Improved profitability and margins
For the full year, adjusted EBITDA amounted to €104.2 million, up 12%, while the adjusted EBITDA margin improved by 120 basis points, rising from 9.4% to 10.6%. In the fourth quarter, adjusted EBITDA reached €19.7 million, up 12.3% compared to the fourth quarter of 2024, with the adjusted EBITDA margin improving by 130 basis points, from 7.5% to 8.8%. During the fiscal year, adjusted operating income rose to €66.5 million, up 26.6% compared to 2024, driven in particular by lower depreciation and amortization. The adjusted operating margin increased to 6.8% of sales, representing an improvement of 150 basis points compared to the previous year.
Solid finances and a revitalized brand portfolio
“We ended 2025 with a gross margin of approximately 61% and adjusted EBITDA of 10.6%, both up 120 basis points from 2024,” said Angelo Trocchia, CEO of Safilo, in a statement. “These results bring our profitability levels back to their highest in the last decade, and, combined with careful and effective working capital management, helped generate free cash flow of €55 million and reduce net debt to €46 million, further strengthening our financial profile.
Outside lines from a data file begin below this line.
PR #2610, opened 2024-07-17
metrics: add metrics for bake command

jsternberg:
This adds metrics for the bake command using a different method of calculating the build identifier but with the same attributes otherwise.

### DIFF
--- a/commands/bake.go
+++ b/commands/bake.go
@@ -4,12 +4,16 @@ import (
 	"bytes"
 	"cmp"
 	"context"
+	"crypto/sha256"
+	"encoding/hex"
 	"encoding/json"
 	"fmt"
 	"io"
 	"os"
 	"slices"
+	"sort"
 	"strings"
+	"sync"
 	"text/tabwriter"
 
 	"github.com/containerd/console"
@@ -26,6 +30,7 @@ import (
 	"github.com/docker/buildx/util/confutil"
 	"github.com/docker/buildx/util/desktop"
 	"github.com/docker/buildx/util/dockerutil"
+	"github.com/docker/buildx/util/osutil"
 	"github.com/docker/buildx/util/progress"
 	"github.com/docker/buildx/util/tracing"
 	"github.com/docker/cli/cli/command"
@@ -33,6 +38,7 @@ import (
 	"github.com/moby/buildkit/util/progress/progressui"
 	"github.com/pkg/errors"
 	"github.com/spf13/cobra"
+	"go.opentelemetry.io/otel/attribute"
 )
 
 type bakeOptions struct {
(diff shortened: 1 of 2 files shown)


commands/bake.go
```diff
@@ -588,3 +604,62 @@ func printTargetList(w io.Writer, cfg *bake.Config) error {
...
+		var files []string
+		if len(o.files) == 0 {
+			files = []string{osutil.GetWd()}
+		} else {
+			files = make([]string, len(o.files))
+			for i, file := range o.files {
+				files[i] = osutil.ToAbs(file)
+			}
+			sort.Strings(files)
+		}
```
crazy-max, line 641: Not sure that would work for remote bake definitions, maybe using `cmdContext` would work.

jsternberg: Can you expand on what you mean by this? I'm not very familiar with remote bake definitions. I'm guessing this is referring to `osutil.ToAbs`?

crazy-max: > I'm guessing this is referring to `osutil.ToAbs`?

Yes I mean `osutil.*` calls that would not be right for remote bake definition set here: https://github.com/docker/buildx/blob/e2f6808457ab9d8de4a85f0f26b0028411ef20fc/commands/bake.go#L68 and retrieved here https://github.com/docker/buildx/blob/e2f6808457ab9d8de4a85f0f26b0028411ef20fc/commands/bake.go#L474

Stat of these definitions are not on the host but memory: https://github.com/docker/buildx/blob/e2f6808457ab9d8de4a85f0f26b0028411ef20fc/bake/remote.go#L186-L194

Hence why I think we should use `cmdContext` and just the relative path of `files`.

jsternberg: Ok I think I understand now. Do you think that it would be better to just include the `url` and `cmdContext` attributes in the hash instead of trying to resolve the path of the files? The intention is just to differentiate different bake commands in different directories on the same machine. I don't think we need to resolve the absolute path to these files.

I'll mock something up and see how it looks.

crazy-max (changes requested):
Some lint issues otherwise looks pretty good! https://github.com/docker/buildx/actions/runs/10286248497/job/28466467965?pr=2610#step:5:368

```
#18 [lint 1/1] RUN --mount=target=/go/src/github.com/docker/buildx     --mount=target=/root/.cache,type=cache,id=lint-cache-darwin/amd64     xx-go --wrap &&     golangci-lint run
#18 85.65 commands/bake.go:649:3: ineffectual assignment to cpy (ineffassign)
#18 85.65 		cpy = s
#18 85.65 		^
#18 ERROR: process "/bin/sh -c xx-go --wrap &&     golangci-lint run" did not complete successfully: exit code: 1
```

crazy-max:
Not for this PR but I wonder we could have integration tests pushing metrics to a local endpoint in the sandbox similar to minio integration for s3 remote cache https://github.com/moby/buildkit/pull/3398?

We also continued to pursue the dynamic management of our brand portfolio with determination, renewing major partnerships such as Carolina Herrera, Under Armour, Dsquared2, and Pierre Cardin, and signing a ten-year agreement for Victoria Beckham eyewear. […] On the investment front, December was marked by the acquisition of a 25% stake in Inspecs, a British group primarily active in the optical segment, one of our most strategic growth areas.”